Writing Wednesdays is a series on writing tips and tricks that are published on Wednesdays. Not necessarily every Wednesday. But Wednesdays.
As a content marketer who’s worked on many marketing campaigns, I’ve been exposed to a huge variety of topics. If I’m lucky, I get to write about topics that are fun and interesting. More often than not, I am tasked to write about stuff that is niche, complex, or just … meh. These include:
- Enterprise Resource Planning
- Decorative laminates
- Satellite communication technology
- Enterprise storage solutions
- Application performance management solutions
However I feel about these, it’s still my job to deliver good copy on time. Here’s how I’d tackle them:
First, set judgments and labels aside. What’s “difficult” or “boring” to me, may be valuable or downright fascinating to others. It’s not about me the writer anyway; it’s about my target audience and how what I am writing about could help them. That’s one of the golden rules of marketing.
Step two, know what the heck I’m writing about. Otherwise, my noob-ness will show in my writing, and that’s not gonna help me gain the trust of my target audience. I just have to understand the topic well enough to be able to write convincingly. Some shortcuts:
- Don’t be afraid to ask. Before writing, clarify anything I don’t understand with the client or the account manager/project manager, even if my questions are stupid questions. Better to look stupid before I do the task, than to write something based on mistaken assumptions and get flak for “missing the mark”.
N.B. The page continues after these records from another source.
PR #4200, opened 2016-03-02
[ticket/14508] Change language notice on account activation

RMcGirr83:
https://tracker.phpbb.com/browse/PHPBB3-14508

PHPBB3-14508


marc1706:
I'd change it to:
```
Your account has been created. However, this board requires account activation. An activation key has been sent to the email address you provided. Please check your email for further information and also be sure to check your junk mail box. It may take a while to get the email depending on your email provider.
```
Mainly cause there are other factors than server load and there is really no point in overstating that people need to be patient.

PR #4202, opened 2016-03-04
[ticket/13972] Change hard coded time check to use flood interval

RMcGirr83:
https://tracker.phpbb.com/browse/PHPBB3-13972

PHPBB3-13972

### DIFF
--- a/phpBB/posting.php
+++ b/phpBB/posting.php
@@ -104,7 +104,7 @@ $vars = array(
 extract($phpbb_dispatcher->trigger_event('core.modify_posting_parameters', compact($vars)));
 
 // Was cancel pressed? If so then redirect to the appropriate page
-if ($cancel || ($current_time - $lastclick < 2 && $submit))
+if ($cancel || ($current_time - $lastclick < intval($config['flood_interval']) && $submit))
 {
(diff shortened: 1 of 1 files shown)


RMcGirr83:
Maybe the check should be removed completely with the exception of someone pressing the cancel button?  Flood check is handled later on in the file.

ElooKoN:
See also: https://www.phpbb.com/community/viewtopic.php?p=14370186#p14370186

RMcGirr83:
Bump @marc1706 @Nicofuma @CHItA

marc1706:
This check doesn't actually make much sense. The point of it is some kind of flood control. As a result of that, one should see an error message. It does however redirect to viewtopic without no apparent reason. Removing the second part (``` || ($current_time - $lastclick < intval($config['flood_interval']) && $submit)```) will properly trigger the flood control so I'd rather go with checking that.
As this is a change of behavior I'd vote for merging this into 3.2 only though.
@Nicofuma ^

Nicofuma:
Fine with 3.2

RMcGirr83:
https://github.com/phpbb/phpbb/pull/4210

PR #4204, opened 2016-03-06
[ticket/14483] Do not send headers by default on access via controller

marc1706:
Ticket: https://tracker.phpbb.com/browse/PHPBB3-14483

### DIFF
--- a/phpBB/includes/functions.php
+++ b/phpBB/includes/functions.php
@@ -4909,7 +4909,7 @@ function phpbb_get_avatar($row, $alt, $ignore_config = false, $lazy = false)
 /**
 * Generate page header
 */
-function page_header($page_title = '', $display_online_list = false, $item_id = 0, $item = 'forum')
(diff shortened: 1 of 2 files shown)


phpBB/includes/functions.php
```diff
@@ -5249,17 +5249,22 @@ function page_header($page_title = '', $display_online_list = false, $item_id =
...
-	$http_headers = array(
-		// application/xhtml+xml not used because of IE
-		'Content-type' => 'text/html; charset=UTF-8',
-		'Cache-Control' => 'private, no-cache="set-cookie"',
-		'Expires' => gmdate('D, d M Y H:i:s', time()) . ' GMT',
-	);
-	if (!empty($user->data['is_bot']))
+	$http_headers = array();
+
+	if ($send_headers)
```
Elsensee: Don't see why this was done.

marc1706: Excerpt from IRC:
I removed the second check for send_headers before the foreach.
that way extension authors will both know if send_headers() is set to false by looking at the empty http_headers and they'll still be able to add headers

PR #4214, opened 2016-03-11
[ticket/14241] Prevent empty q&a as a result of improper settings

marc1706:
Improper setup of the q&a captcha in combination with the admin choosing a
default language that does not have any questions and answers set might
result in the user being presented empty questions and answers. This
change will try to fall back to any question in case the admin incorrectly
set the default language and has no questions & answers set. If that does
not work, the captcha will not allow passing it and suggest to contact the
board admin to resolve this issue.

Ticket: https://tracker.phpbb.com/browse/PHPBB3-14241

### DIFF
--- a/phpBB/phpbb/captcha/plugins/qa.php
+++ b/phpBB/phpbb/captcha/plugins/qa.php
@@ -220,10 +220,12 @@ class qa
 	*/
 	function get_template()
 	{
-		global $template;
+		global $phpbb_log, $template, $user;
 
-		if ($this->is_solved() || !count($this->question_ids))
+		if ($this->is_solved() || empty($this->question_text) || !count($this->question_ids))
 		{
+			/** @var \phpbb\log\log_interface $phpbb_log */
+			$phpbb_log->add('critical', $user->data['user_id'], $user->ip, 'LOG_ERROR_CAPTCHA', time(), array($user->lang('CONFIRM_QUESTION_MISSING')));
 			return false;
 		}
 		else
@@ -386,13 +388,15 @@ class qa
 	*/
 	function validate()
 	{
-		global $user;
+		global $phpbb_log, $user;
 
 		$error = '';
 
 		if (!sizeof($this->question_ids))
 		{
-			return $user->lang['CONFIRM_QUESTION_MISSING'];
+			/** @var \phpbb\log\log_interface $phpbb_log */
+			$phpbb_log->add('critical', $user->data['user_id'], $user->ip, 'LOG_ERROR_CAPTCHA', time(), array($user->lang('CONFIRM_QUESTION_MISSING')));
+			return $user->lang('CONFIRM_QUESTION_MISSING');
 		}
 
 		if (!$this->confirm_id)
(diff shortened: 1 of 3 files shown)


phpBB/phpbb/captcha/plugins/qa.php
```diff
@@ -100,6 +100,28 @@ function init($type)
 			$db->sql_freeresult($result);
 		}
 
+		// final fallback to any language
+		if (!sizeof($this->question_ids))
```
Nicofuma: ``count() === 0` should be proper but...

phpBB/phpbb/captcha/plugins/qa.php
```diff
@@ -100,6 +100,28 @@ function init($type)
...
+
+			while ($row = $db->sql_fetchrow($result))
+			{
+				if (empty($this->question_lang))
+				{
+					$this->question_lang = $row['lang_iso'];
+				}
+				$this->question_ids[$row['question_id']] = $row['question_id'];
+			}
+			$db->sql_freeresult($result);
```
Nicofuma: there should be something wrong here... you are selecting all questions and you set the language to the language of the first question? sounds a bit odd to me.

phpBB/phpbb/captcha/plugins/qa.php
marc1706: Fits nicely with the one above

phpBB/phpbb/captcha/plugins/qa.php
marc1706: We only do this if:
- the user selected language does not have questions available
- the default language does not have questions available

In order to be able to properly select questions and fitting answers, we need to have a valid language selected (no array, just a lang iso). We could of course also select a language with picking a random question using array_lang() and then select its lang iso.

phpBB/phpbb/captcha/plugins/qa.php
```diff
@@ -100,6 +100,28 @@ function init($type)
...
 
+		// final fallback to any language
+		if (!sizeof($this->question_ids))
+		{
+			$this->question_lang = '';
+
+			$sql = 'SELECT q.question_id, q.lang_iso
+				FROM ' . $this->table_captcha_questions . ' q, ' . $this->table_captcha_answers . ' a
+				WHERE q.question_id = a.question_id
+				GROUP BY lang_iso';
```
gooof: GROUP BY q.lang_iso

Derky: @gooof did you got an error or are you just suggesting this because you think it looks nicer?
(The answers table [doesn't have a lang_iso](https://github.com/phpbb/phpbb/blob/3.1.x/phpBB/phpbb/captcha/plugins/qa.php#L351-L359) so it shouldn't be necessary)

gooof: Because it is now incorrect. 
mysql searching through both tables for this column whether exists or not.

gooof: not really important below 1000 rows, but this should not matter.

Nicofuma: anyway the PR has already been merged. You should create a ticket and send a PR to fix the issue

PR #4217, opened 2016-03-12
[ticket/14533] U_NOTIFICATION_SETTINGS doesn't return the correct URL

Skouat:
PHPBB3-14533


Skouat:
@marc1706 do I need to create a PR for 3.2 ?

marc1706:
No, this was also merged into 3.2.x and master.

Skouat:
ok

- Ask the Big “G”. No, not God. Google. I can’t depend solely on the brief or instructions I get. Sometimes, I need to understand the context of the subject, or the people I write for, so I need to research online.
- Know how to speak my target audience’s lingo. If I have to use industry jargon in my copy, I make sure I use them correctly. For example, when I wrote copy for the decorative laminates producer, I read various interior design publications in order to learn how they describe room decor with terms like “accent” and “art deco”. For tech topics, I like Tech Target’s very comprehensive glossary. For finance topics, Investopedia is a great reference.
Lastly, I never skip edits. Figuring out a challenging topic can use up a lot of brain energy, so when I’m done, I take a break and then edit my work. Or I ask my colleagues to give my work a quick sanity check if they are free. When I get too deep into something, I might develop blind spots, so a fresh pair of eyes is helpful.
I admit I still feel nervous every time I get a challenging topic to write about. But y’know what, it can be fun too. Fashion, travel, food, pop culture, etc. are interesting but too many people write about these so it’s hard to get noticed. On the other hand, not many people can write about something as niche as application performance management solutions in an engaging way.
Whatever topic I encounter, there’s always a story to be told, so it’s up to me to dig deep enough to find it, and then help make the story come alive.